PR #5975, opened 2018-10-12
ifacestate/hooks: only create interface hook tasks if hooks exist

stolowski:
Only create interface hooks tasks if relevant hook exists (i.e. hook file is present, or hook is explicitely listed in snap yaml - the Hooks map has both and is populated by ReadInfo). 

This should slightly reduce execution time as we avoid unneccessary no-op hook tasks which would be ignored by runHook anyway.

### DIFF
--- a/overlord/ifacestate/ifacestate.go
+++ b/overlord/ifacestate/ifacestate.go
@@ -101,7 +101,8 @@ func connect(st *state.State, plugSnap, plugName, slotSnap, slotName string, fla
 	//  - connect task
 	//  - connect-slot-<slot> hook
 	//  - connect-plug-<plug> hook
-	// The tasks run in sequence (are serialized by WaitFor).
+	// The tasks run in sequence (are serialized by WaitFor). The hooks are optional
+	// and their tasks are not created if not provided by snap.
 	// The prepare- hooks collect attributes via snapctl set.
 	// 'snapctl set' can only modify own attributes (plug's attributes in the *-plug-* hook and
 	// slot's attributes in the *-slot-* hook).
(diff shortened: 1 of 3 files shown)


overlord/ifacestate/ifacestate.go
```diff
@@ -176,56 +201,73 @@ func connect(st *state.State, plugSnap, plugName, slotSnap, slotName string, fla
 	connectInterface.Set("slot-static", slotStatic)
 	connectInterface.Set("plug-dynamic", emptyDynamicAttrs)
 	connectInterface.Set("slot-dynamic", emptyDynamicAttrs)
+	if prepareSlotConnection != nil {
+		connectInterface.WaitFor(prepareSlotConnection)
+	} else {
+		if preparePlugConnection != nil {
```
zyga: What is the point of the else {  } clause here? I would suspect that it would just be okay to have the else part equally unconditional as the if clause. Is the purpose to untangle a dependency loop if the slot prepare waits for plug prepare? If so, can we have a comment stating as much here? In case I'm wrong a comment that describes the purpose of this would be lovely as well.

overlord/ifacestate/ifacestate.go
```diff
@@ -176,56 +201,73 @@ func connect(st *state.State, plugSnap, plugName, slotSnap, slotName string, fla
...
+		}
 	}
 
-	summary = fmt.Sprintf(i18n.G("Run hook %s of snap %q"), connectPlugHookSetup.Hook, connectPlugHookSetup.Snap)
-	connectPlugConnection := hookstate.HookTaskWithUndo(st, summary, connectPlugHookSetup, undoConnectPlugHookSetup, initialContext)
-	connectPlugConnection.WaitFor(connectSlotConnection)
-
-	return state.NewTaskSet(preparePlugConnection, prepareSlotConnection, connectInterface, connectSlotConnection, connectPlugConnection), nil
+	ts := &state.TaskSet{}
+	for _, t := range []*state.Task{preparePlugConnection, prepareSlotConnection, connectInterface, connectSlotConnection, connectPlugConnection} {
```
zyga: Nice :)

overlord/ifacestate/ifacestate.go
stolowski: The only reason is to have simple dependency chain here (and make tests simpler thanks to that); there would be no harm in waiting on both tasks. 
FWTW the old code had simple 1-1 wait dependency as well.

overlord/ifacestate/ifacestate.go
```diff
@@ -101,7 +101,8 @@ func connect(st *state.State, plugSnap, plugName, slotSnap, slotName string, fla
 	//  - connect task
 	//  - connect-slot-<slot> hook
 	//  - connect-plug-<plug> hook
-	// The tasks run in sequence (are serialized by WaitFor).
+	// The tasks run in sequence (are serialized by WaitFor). The hooks are optional
+	// and their tasks are not created if not provided by snap.
```
bboozzoo: A positive scenario may be easier to follow than a double-negative one:
`... tasks are created when hook exists or is declared in the snap`

overlord/ifacestate/ifacestate.go
bboozzoo: I recall seeing a pattern (probably in `snapstate.go:doInstall()`?) where an extra variable, `var last *task.Task` or somesuch was assigned to when adding tasks and used for `WaitFor()`, though this sounds like a material for a follow-up.

stolowski: Right, I know what you mean. I'll see how it fits here in a potential followup PR, thanks.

..............................

» Work to complete
Go through the records. Copy each line where "when" appears.

» Written answer
`... tasks are created when hook exists or is declared in the snap`
bboozzoo: I recall seeing a pattern (probably in `snapstate.go:doInstall()`?) where an extra variable, `var last *task.Task` or somesuch was assigned to when adding tasks and used for `WaitFor()`, though this sounds like a material for a follow-up.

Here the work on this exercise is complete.